Typology (Honorific / Funerary / etc.): 
Legal text
Original Location/Place: 
Unknown location, Contrebia Belaisca, Hispania Citerior.
Actual Location (Collection/Museum): 
Museo de Zaragoza, Spain.
87 BCE May 15th
Physical Characteristics: 
Bronze tablet. The plate has six regular and equal perforations, in circular form, of 6 mm. in diameter each. They are aligned at regular intervals, close to the edges of the long sides. The conservation of the piece is poor. It has been subjected to strong deformations, due to fire damage, which has caused the tablet to bend.
Height:  20.8 cm  
Width:   43.8 cm
Depth:  0.5 cm 
Fatás, Guilliermo, “El nuevo bronce latino de Contrebia” in Boletin de la Real Academia de la Historia 176 (1979), p. 421-438
Richardson, John S., “The Tabula Contrebiensis: Roman law in Spain in the early first century” in Journal of Roman Studies 73 (1983), p. 33-4
HispanicaEpigraphica: 8156
In the second century BCE the community of Contrebia Belaisca (modern Botorrita), in the far north-east of Spain, demonstrated an early engagement with Rome’s judicial practices, through the setting up of a bronze tablet that recorded the adjudication of a dispute between two native, non-Roman peoples. The tablet, the Tabula Contrebiensis, was discovered in the late 1970s and since that date has generated much discussion on the influence of, and assimilation to Roman legal procedures, even amongst non-Roman communities, where the ius civile of Rome carried no authority. The physical organisation of the text and its form – a bronze plaque set up, presumably, in a public space, was clearly taken from Roman municipal practice (Edmonson, “Instrumenta Imperii,” p. 175). As the following discussion shall show, even at this relatively early date in the Iberian peninsula’s interactions with Rome’s power, it appears that the authority of the form and its content – a legal order – was something that could be translated into a local context.

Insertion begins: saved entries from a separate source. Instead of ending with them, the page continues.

PR #1960, opened 2023-10-02
Added missing DynamicallyAccessedMembers in PropertyValueConverter

epeshk:
Fixes build without `FEATURE_ITUPLE` constant defined.

> `Error IL2070 : 'this' argument does not satisfy 'DynamicallyAccessedMemberTypes.PublicFields' in call to 'System.Type.GetFields(BindingFlags)'. The parameter 'type' of method 'Serilog.Capturing.PropertyValueConverter.TryConvertValueTuple(Object, Type, Destructuring, out LogEventPropertyValue)' does not have matching annotations. The source value must declare at least the same requirements as those declared on the target location it is assigned to.`


nblumhardt:
Thanks! 👍

PR #1962, opened 2023-10-09
Removed temporary string allocations for rendering string in ScalarValue

Jakimar:
Currenly when rendering ScalarValue for MessageTemplate it's always escape double quotes with "string.Replace" which leads to creating new string, we can avoid this by using Span's and manually replacing double quotes.

Before:

|                         Method |       Mean |     Error |    StdDev |   Gen0 | Allocated |
|------------------------------- |-----------:|----------:|----------:|-------:|----------:|
|       TemplateWithNoProperties |   2.100 ns | 0.1175 ns | 0.1722 ns |      - |         - |
|   TemplateWithVariedProperties | 167.852 ns | 1.0368 ns | 1.4869 ns | 0.0153 |      96 B |
| TemplateWithQuotesEscapeString | 682.964 ns | 5.0617 ns | 7.4194 ns | 0.1326 |     832 B |

After:
|                         Method |       Mean |     Error |    StdDev |   Gen0 | Allocated |
|------------------------------- |-----------:|----------:|----------:|-------:|----------:|
|       TemplateWithNoProperties |   2.045 ns | 0.0375 ns | 0.0537 ns |      - |         - |
|   TemplateWithVariedProperties | 183.667 ns | 2.7135 ns | 3.9774 ns | 0.0153 |      96 B |
| TemplateWithQuotesEscapeString | 296.243 ns | 2.3111 ns | 3.3875 ns |      - |         - |

### DIFF
--- a/src/Serilog/Events/ScalarValue.cs
+++ b/src/Serilog/Events/ScalarValue.cs
@@ -67,9 +67,13 @@ public class ScalarValue : LogEventPropertyValue
         {
             if (format != "l")
             {
+#if FEATURE_SPAN
+                MessageEscaper.WriteString(output, s);
+#else
                 output.Write('"');
                 output.Write(s.Replace("\"", "\\\""));
                 output.Write('"');
+#endif
             }
             else
             {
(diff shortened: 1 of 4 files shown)


nblumhardt:
Thanks for the PR. This part of the codebase is currently in "maintenance mode" while better formatting routines are being developed in _Serilog.Formatting.Compact_ and _Serilog.Expressions_.

I think leaving things as simple as possible here would be preferable, so that we don't create more inertia preserving the status quo.

This kind of approach seems like it would be valuable for those other libraries, though!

The Tabula Contrebiensis records the settlement of two disputed questions. Lines 1-5 are concerned with the right of the Sosinestani to sell land to the Salluienses (agrum quem Salluienses ab Sosinestaneis emerunt), so that they might construct a canal or draw water across it (rivi faciendi aquaive ducendae), which had been opposed by a third group, the Allvonenses (inviteis Allavonensibus). Members of the senate of Contrebia have been called in to resolve the dispute, presumably due to their independence from any specific interest in the water rights being claimed (Senatus Contrebiensis quei tum aderunt iudices). As noted by Peter Birks, Alan Rodger and John Simpson, of the four communities mentioned in the inscription, only the Salluienses and the Contrebienses can be securely located in the geography of the region, with the former in modern Zaragoza and the latter at Botorrita, meaning that it has not been possible to identify either the territory of the Sosinestani themselves, nor the water source that they were attempting to access (Birks, Rodgers and Simpson, “Further Aspects of the Tabula Contrebienses,” p. 47). The area was, generally speaking, extremely arid; although a number of strong rivers crossed the Ebro valley, for the most part the land was too dry for cultivation, and in places almost impossible to cross, making this kind of dispute over water rights and access to such all the more significant (Birks, Rodgers and Simpson, “Further Aspects of the Tabula Contrebienses,” p. 47).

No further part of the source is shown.